On Monday, a federal judge in New York dismissed a proposed FLSA collective action filed by an hourly temp attorney on the grounds that the temp was exempt from the FLSA’s overtime requirements. In a decision that might not sit well with basketball star Allen Iverson, who once chided the media for “talking about practice,” Judge Richard J. Sullivan of the Southern District of New York offered a detailed analysis of what it means to “practice” law, as the applicable exemption requires, and found that even a temp relegated to document review fits the mold.
The case was filed by David Lola, an attorney residing in North Carolina and licensed to practice law in California, against his former employer, Tower Legal Staffing, and a law firm it contracted with, Skadden Arps. As an employee of Tower, Lola was assigned to a doc review project for a large case in Ohio being handled by Skadden. He had standard doc review duties: reviewing documents for predetermined keywords; placing them into preset categories; redacting based on protocols. He was paid $25 per hour and allegedly worked 45 to 55 hours a week.
Lola filed suit under the FLSA seeking overtime pay for himself as well as all others who worked on the same project. Rather than answering Lola’s allegations, the defendants moved to dismiss the case, arguing that Lola fell within the overtime exemption for professionals. Among other professionals, that exemption applies to any lawyer who is (i) “the holder of a valid license … permitting the practice of law,” and (ii) “actually engaged in the practice thereof.” Unlike under other hotly-litigated exemptions, a lawyer need not be salaried for the exemption to apply.
Agreeing with the defendants, Judge Sullivan found that Lola was exempt as a matter of law and dismissed the case. There was no question, the court explained, that Lola held a law license. Instead, the analysis turned on whether he was “engaged in the practice [of law].” Similar to the accountants we reported on in July who unsuccessfully argued to the Second Circuit that they were not exempt, like other accountants, because they performed only entry-level accounting duties, Lola claimed he was not engaged in the practice of law because his doc review work was “mechanical” and “did not involve the use of any legal judgment or discretion.”
The court proceeded through a four-step analysis to determine that Lola was engaged in the practice of law and therefore exempt:
- The phrase “engaged in the practice of law” is not defined by federal statute or regulation.
- Although interpreting the phrase is a federal matter, given that it arises from a federal overtime exemption, the meaning of the phrase should be determined under state law, given that the practice of law is state-regulated and can mean different things in different states.

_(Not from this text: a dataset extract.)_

PR #2131, opened 2026-09-13
fix(sdk): forward sandbox API access on conversation creation

### LINKED ISSUE #1711: sandbox_api_access: "none" silently reverts to "owner" on a channel re-create that omits the field, and only the TypeScript SDK can send it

- To determine what the phrase “engaged in the practice of law” means in this case, North Carolina law applies. While there are competing arguments for California (where Lola was licensed), Ohio (where Skadden’s case was pending), or New York (where the defendants were based), North Carolina prevails because that is where Lola performed the work at issue.
- Based on North Carolina statutes as well as a North Carolina State Bar ethics opinion, someone like Lola who performs doc review, whether “mechanical” or otherwise, is engaged in the practice of law.
Judge Sullivan’s decision is important for a number of reasons. First, Judge Sullivan’s detailed analysis of what it means to practice law should prove relevant and beneficial to firms that employ licensed temp attorneys to perform legal tasks. Second, the decision continues a trend in the Second Circuit of using a by-the-book reading of the FLSA’s exemptions to assess the claims of professionals who allege that their duties are too mechanical or low-level to be exempt. And third, at a time when FLSA lawsuits have a reputation for being fact-sensitive and drawn out, the decision shows that an early dismissal on the merits is attainable under the right circumstances.